Omar (Gambia), 15 years old 

Unlike his friends, who train in football teams in Tenerife, Omar's thing is Canarian wrestling. He doesn't need to say it, his body speaks for him. He already practiced Senegalese wrestling in Gambia, so getting hooked on the sport par excellence of the islands was easy.

He smiles when they ask him if he wants to be like the Malian Mamadou Camara, the 'puntal A' of Tegueste, a titan of the wrestling grounds who also arrived as a child in a cayuco, in 2008. Omar was rescued in El Hierro in 2024. This week he flies to Galicia. He will miss wrestling, but his plan now is to become a good welder.

 

 

Mamadou (Senegal), 14 years 

If the African boys are asked when they arrived in the Canary Islands, most respond with a periphrasis or an approximation. Mamadou, no.

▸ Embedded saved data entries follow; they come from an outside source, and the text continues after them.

PR #283, opened 2025-12-16
FxCI: Shippable

lissyx:


taskcluster/gecko_taskgraph/util/verify.py
```diff
@@ -396,6 +398,31 @@ def has_one_route_with(what):
             )
 
 
+@verifications.add("full_task_graph")
+def verify_no_shippable_enterprise(
```
ahal: Just noting that there are probably times you'd want to schedule shippable builds on L1. You can totally schedule them for Firefox on try as well, we just don't do it by default. So while this verification is useful for testing, I'm not sure we'd actually want to land it.

taskcluster/kinds/build/linux.yml
```diff
@@ -52,16 +52,69 @@ linux64/opt:
...
+        using: mozharness
+        actions: [get-secrets, build]
+        config:
+            - builds/releng_base_firefox.py
+            - builds/releng_base_linux_64_builds.py
+            - taskcluster_nightly.py
+        script: "mozharness/scripts/fx_desktop_build.py"
+        secrets: true
+        tooltool-downloads: public
+    run-on-projects: ["enterprise-firefox"]
```
ahal, line 90: Upstream Taskgraph has a `run-on-git-branches` key we might be able to use:
https://github.com/taskcluster/taskgraph/blob/51941c5ceb9ad58c986497ba2a5779eaebf51a4c/src/taskgraph/transforms/task.py#L303

It's not currently available in `gecko_taskgraph`, but I'll make a quick patch to port it over.

taskcluster/gecko_taskgraph/util/verify.py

He drops the date with aplomb: September 9, 2024. He assures that he doesn't forget it because "it was an important day, a happy day," after the cold he endured in the cayuco.

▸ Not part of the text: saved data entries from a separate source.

PR #912, opened 2015-07-24
PERUN: Implemented proper usage of Spring profiles

zlamalp:
Please note, that this is a big change and should be thoroughly tested on devel.
All tests in Jenkins on all DBs passed (it failed to update pull status on github).

- Bumped Spring version 3.1.1 -> 3.1.4.
- Renamed maven module perun-beans -> perun-base 
  (java package name kept for now).
- Renamed all spring app-context files to match same pattern
  module-name.xml or module-name-jdbc.xml etc.
- Dropped almost all module-name-test.xml files, since tests
  are configured using spring profiles.
- Removed all unnecessary .sql/.txt/.sh files from some modules since
  we keep db and test config in perun-core for most of cases.
- Instead of redefining same beans (usually dataSource) in each module,
  use beans defined in perun-core.

- By default Perun now runs in-memory using hsql DB and predefined
  properties in appcontext xml files. It contains single user perun
  with perun admin rights and mostly empty db.

- When building we can tell spring, which "profile" will be the default.
  When not specified, "default" is the default. This means, that all tests
  and also perun-rpc deployed to tomcat will run using in-memory db.

  We can pass: -Dspring.profiles.default=[devel/production]

  during build to make sure, that properties are read from /etc/perun hence
  tests and perun-rpc runs on top o DB defined in /etc/perun/jdbc.properties.

  For now only differences between devel and production are pool sizes for
  perun-dispatcher component and auto-synchronization of group members in
  perun-core.

  By default devel build no longer logs in a "trace", it can be activated
  adding "trace" profile to the list of default/active profiles.

  -Dspring.profiles.default=devel,trace

  Please note, that spring profiles are in a fact run-time parameter. If you pass
  -Dspring.profiles.active=[list of wanted profiles] you can run any build
  of perun in a required mode (in memory / real db / trace). For tomcat you
  must set this value to JAVA_OPTS and perform restart, for jars simply put
  this parameter after your run command.

CABINET

- Fixed test when contacting MU publications fails without credentials.
- Print test messages like perun-core.

CONTROLLER

- Fixed appcontext in a tests, but they are just empty stubs and should be implemented
  in a near future.

CORE

- Unified devel/production resources using spring profile.
- Updated test-data.sql to create also initial perun admin user.
- Fixed data type conversion for oracle NVARCHAR2 -> VARCHAR2 when
  comparing column/row value with data passed to sql.
- Fixed searching for user using exact fields.

DISPATCHER

- Reworked test to conform perun-core standard (Each test extends
  class with shared configuration).
- This module was using spring profiles, but:
  - removed @ActiveProfile(test) since it was not different from default.
  - kept "integration" since it starts some scheduler and was probably used
    for runtime testing ?
  - also some test are runned only on specific profile, which I didn't test.
- Fixed one test, which was performing the action, but didn't test the results.
- Set tests to rollback after transaction, since they were keeping data in DB
  (it was not relevant for inmemory, but we still want to test in real env.).
- Please note that tests are not passing when dispatcher is "enabled" in configuration
  since it starts some periodic threads. I'm not sure if it should be just removed from
  tests or not so tests of dispatcher should be revisited in a near future.

ENGINE

- Removed all tests for old version of engine.
- All tests run by default without need to specify any profile.
- Removed dependency on perun-rpc-lib.
- Cleaned pom.xml, indentation fixes in sources.
- Version of Spring dependency is now shared from our main pom.xml (now 3.1.4).
- Deleted unnecessary bash, txt , sql files which were simulating services run.
- Unified appcontext. Where not configurable, previous "production" values are used.
  Removed definition of unused dataSource, using the one from perun-core and local one.
  Specific data source definition for tests.
- DependenciesResolver uses HashSet instead of a List in dependencies, since
  multiple dependency on same Task doesn't make sense.
- Fixed reloading of previously running Tasks on engine startup / restart
  (was reloading Tasks with wrong engine id).
- Added javadoc to some classes in Engine plus tests.
- ExecutorEngineWorkerImpl - done fixme, so path to gen/send scripts is now
  configurable by "engine.genscript.path" or "engine.sendscript.path" property.
  Default is "gen" and "send".  It was required for unit test to properly run "/bin/true" 
  exec service command since java trigger this relatively to working directory, which
  is always different (test in IDE, maven, runtime).

Since Engine is using two data sources and Spring can handle transaction only above one,
tests must clean up "dataSourceLocal" after each test. Local data source contains Tasks processed by the Engine (schedulingPool) while data source shared with perun-core is used to store TaskResults.

In tests, dataSourceLocal is always "in memory" while normally it's either this (default) or in a file (devel,production).

Since writing TaskResults requires Task to exists in a shared db (as if it would be created by the Dispatcher in a first place), test do have two TaskDao beans (TaskDao and TaskDaoCore) for this purpose.

NOTIFICATIONS

- Fixed classpath of all classes in tests.
- Remove jabber test, since it was not testing inner component, but just
  connection to jabber.org.
- Removed dependency on h2 db, we are using hsql now defined in root pom.xml

RPC

- Default spring profile value is set during maven build to web.xml file
  so webapp should run in a same mode as was tested during the build.
  You can override this value by setting it in JAVA_OPTS for tomcat or by
  setting default/active profile on a command line. 
- Fixed import of appcontext in a web.xml.

TASKS-LIB

- Tests run in a transaction and cleans up.
- SimpleDateFormat is not thread safe, hence we can't used shared
  static property, but must provide new instance for each usage.

Currently we use different date/time format for Tasks and TasksResults which doesn't make sense.
We should switch to using SimpleDateFormat provided by BeansUtils class from perun-base.

VOOT

- Print proper test messages.
- Fixed tests, which should end in exception.
- Fixed creation of VOs and other objects to not collide with existing.


zlamalp:
test this please.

He leaves for Galicia with Omar, so he is interested in what that Spanish region is like. "Does it rain a lot?, more than here?". The answer doesn't seem to please him much, but his face changes when they tell him that Galicia is a land of good fishermen. He also wants to be one.

 

 

Birame (Senegal), 15 years 

He got on a cayuco to El Hierro at twelve years old because his uncle was going to emigrate and his mother encouraged him to follow him. He wants to be an actor. What's more, he believes his thing is comedy, but for now he misses home cooking, the 'ceebu jën' (rice with fish), which for every Senegalese is like paella for a Valencian: identity.

"I want to have a lot of money before returning. With the first thing I earn, I would like to take my father and my mother to Mecca. And build a house for my family." These are the dreams of Birame, who will soon move to the peninsula. He doesn't have a destination center yet, but he hopes it will be in Andalusia, because he has an uncle in Almería. 

 

Ibrahim (Senegal), 15 years old 

It's already a year and a half since he arrived in Tenerife, but he still feels ashamed to look his interlocutor in the face. Like many African boys, Ibrahim is used to lowering his gaze when an elder speaks to him, out of respect. He continues to do so, even though his educator explains to him that in Europe it's just the opposite.

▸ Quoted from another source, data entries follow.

PR #914, opened 2015-07-24
Fix disabled service propagation

mvocu:
Check if the service is not disabled globally, for the facility or for the particular destination, add checks both to dispatcher and engine before the propagation is sent out/executed.


zlamalp:
test this please.

PR #915, opened 2015-07-24
try to recover from InternalErrorException in AuditerConsumer, log error

mvocu:
Do not quit auditer thread when exception occurs, try to reinitialize auditer consumer instead and log error message (should probably employ some strategy to not hammer on it indefinitely). Also log more verbose message when interrupted.


zlamalp:
test this please.

zlamalp:
Merged locally with added logging of InterruptedException too.

PR #926, opened 2015-08-12
Add facility Manager rights to work with getData methods

stavamichal:
- add facility manager rights to work with all getData methods in
   service manager (only for facility where he is already manager)


zlamalp:
test this please.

He will soon go to another community. Although he doesn't have an assigned destination, he would like it to be Barcelona, to be a good cook. In Tenerife he has made good friends. "And a friend," he confesses, before the laughter and the 'oh, oh, ooooh' of the other boys at the center interrupt him. They are teenagers, hormones are bubbling. 

 

Mussa (Guinea), 14 years old 

Of all of them, he is the only one who wants to be a footballer. He trains with discipline, but they do not allow him to play. There are dozens of African children like him in the Canary Islands, who every weekend are disheartened in the stands, because FIFA considers them international signings and does not process their registrations. Soon, he will be in a center in Andalusia, but he says that, as soon as he is older, he will continue his journey to France.

"My mother asks me if everything is going well. I tell them yes," he says. Also at home, they didn't know he was going to emigrate. It was in 2024. His dugout canoe took him to Tenerife. He didn't even know he had arrived at an island.

 

Mahruf (Gambia), 15 years 

In his case, it was his mother who encouraged him to seek a future in Europe, as his uncle had done before, only he arrived in Italy, via the Mediterranean. Mahruf has not heard of Libya, nor of the abuses that thousands of migrants suffer there. He only knows that his uncle advised him to find another route. His destination shortly will be a center in Castilla-La Mancha, but the cayuco took him to Tenerife in 2023.

On the journey, one of his 190 companions died. He threw himself into the sea in a delirium. Almost no child from the cayucos will admit that they were scared on the journey. Mahruf neither: "Me, no. I was only afraid to look at the sea." For seven whole days he was surrounded by nothing but an ocean.